_TASK TO CARRY OUT_. The reply must consist of one number: how many lines of the data include the word "awelzel".

_EXERCISE DATA_.
★ ★ ★ ★ ★
PR #5559, opened 2026-06-10
rpc/nfs/mount: Fix invalid enum initializers

awelzel:
Before casting to an enum, ensure it's a valid and known one, otherwise leave the corresponding fields unset.

Also, skip the NFSACL program to avoid producing weirds. Adding a PCAP of a NFS server running in a VM indicated NFSACL is in effect by default.

This was triggered by UBSAN fuzzing. Example:

        rpc/MOUNT.cc:173:66: runtime error: load of value 48, which is not a valid value for type 'BifEnum::MOUNT3::auth_flavor_t'

The testing pcaps were created using the scramble.py over real traces rather than having LLMs come up with a full trace. Not sure this was really worth it, but hey :man_shrugging:


src/analyzer/protocol/rpc/NFS.cc
```diff
@@ -351,15 +370,26 @@ RecordValPtr NFS_Interp::nfs3_fattr(const u_char*& buf, int& n) {
 }
 
 EnumValPtr NFS_Interp::nfs3_time_how(const u_char*& buf, int& n) {
-    BifEnum::NFS3::time_how_t t = static_cast<BifEnum::NFS3::time_how_t>(extract_XDR_uint32(buf, n));
-    auto rval = BifType::Enum::NFS3::time_how_t->GetEnumVal(t);
-    return rval;
+    uint32_t raw_time_how = extract_XDR_uint32(buf, n);
+    // time_how_t in src/types.bif goes to SET_TO_CLIENT_TIME = 2.
+    if ( raw_time_how > zeek::BifEnum::NFS3::time_how_t::SET_TO_CLIENT_TIME ) {
```
bbannier: Suggest to use `Lookup` like above since this is prone to becoming stale.

src/analyzer/protocol/rpc/NFS.cc
```diff
@@ -351,15 +370,26 @@ RecordValPtr NFS_Interp::nfs3_fattr(const u_char*& buf, int& n) {
...
+    return BifType::Enum::NFS3::time_how_t->GetEnumVal(static_cast<zeek_int_t>(raw_time_how));
 }
 
 EnumValPtr NFS_Interp::nfs3_ftype(const u_char*& buf, int& n) {
-    BifEnum::NFS3::file_type_t t = static_cast<BifEnum::NFS3::file_type_t>(extract_XDR_uint32(buf, n));
-    auto rval = BifType::Enum::NFS3::file_type_t->GetEnumVal(t);
-    return rval;
+    uint32_t raw_file_type = extract_XDR_uint32(buf, n);
+
+    // file_type_t in src/types.bif goes to FTYPE_FIFO = 7.
```
bbannier: Ditto.

src/analyzer/protocol/rpc/NFS.cc
```diff
@@ -438,9 +468,15 @@ RecordValPtr NFS_Interp::nfs3_pre_op_attr(const u_char*& buf, int& n) {
 }
 
 EnumValPtr NFS_Interp::nfs3_stable_how(const u_char*& buf, int& n) {
-    BifEnum::NFS3::stable_how_t stable = static_cast<BifEnum::NFS3::stable_how_t>(extract_XDR_uint32(buf, n));
-    auto rval = BifType::Enum::NFS3::stable_how_t->GetEnumVal(stable);
-    return rval;
+    auto raw_stable_how = extract_XDR_uint32(buf, n);
+
+    // stable_how_t in src/types.bif goes to FILE_SYNC = 2.
```
bbannier: Ditto.

src/analyzer/protocol/rpc/MOUNT.cc
```diff
@@ -169,9 +176,15 @@ Args MOUNT_Interp::event_common_vl(RPC_CallInfo* c, BifEnum::rpc_status rpc_stat
 }
 
 EnumValPtr MOUNT_Interp::mount3_auth_flavor(const u_char*& buf, int& n) {
-    BifEnum::MOUNT3::auth_flavor_t t = static_cast<BifEnum::MOUNT3::auth_flavor_t>(extract_XDR_uint32(buf, n));
-    auto rval = BifType::Enum::MOUNT3::auth_flavor_t->GetEnumVal(t);
-    return rval;
+    uint32_t raw_auth_flavor = extract_XDR_uint32(buf, n);
+
+    // auth_flavor_t in src/types.bif goes to AUTH_DES = 3.
+    if ( raw_auth_flavor > zeek::BifEnum::MOUNT3::auth_flavor_t::AUTH_DES ) {
```
bbannier: Ditto.

src/analyzer/protocol/rpc/MOUNT.cc
```diff
@@ -218,8 +231,12 @@ RecordValPtr MOUNT_Interp::mount3_mnt_reply(const u_char*& buf, int& n, BifEnum:
         auto enum_vector = make_intrusive<VectorType>(BifType::Enum::MOUNT3::auth_flavor_t);
         auto auth_flavors = make_intrusive<VectorVal>(std::move(enum_vector));
 
-        for ( auto i = 0u; i < auth_flavors_count; ++i )
-            auth_flavors->Assign(auth_flavors->Size(), mount3_auth_flavor(buf, n));
+        for ( auto i = 0u; i < auth_flavors_count; ++i ) {
+            auto af = mount3_auth_flavor(buf, n);
+
+            if ( af )
+                auth_flavors->Append(std::move(af));
```
bbannier:
```suggestion
        for ( auto i = 0u; i < auth_flavors_count; ++i ) {
            if ( auto af = mount3_auth_flavor(buf, n) )
                auth_flavors->Append(std::move(af));
        }
```

src/analyzer/protocol/rpc/NFS.cc
awelzel: Let me push back once - that was pretty pragmatic: I don't actually like the Lookup() pattern, but the MOUNT3 and NFS3 status enums are sparse, so there was no easy `!=` or `>` possible.

Also, most of these literally haven't changed in ~8 or ~15 years and the staleness is now easier detected via the weird that's produced.

src/analyzer/protocol/rpc/MOUNT.cc
awelzel: Certainly subjective :-) I'll pick it up.

src/analyzer/protocol/rpc/NFS.cc
bbannier: Even if they are seldomly updated, IMO the point still stands. This is literally magic constants all over the place, and that you were able to write it quickly doesn't mean it is maintainable. The `Lookup` pattern exists exactly to solve that, and refusing to use it doesn't improve things; what might help would be e.g., to fix `GetEnumVal` so it can safely work with unsigned values, and also ensure that it never returns unmapped enum values (could e.g., return an empty `ValPtr`).

awelzel: Now using Lookup().

timwoj (approved):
★ ★ ★ ★ ★
_COMPLETED TASK_. 4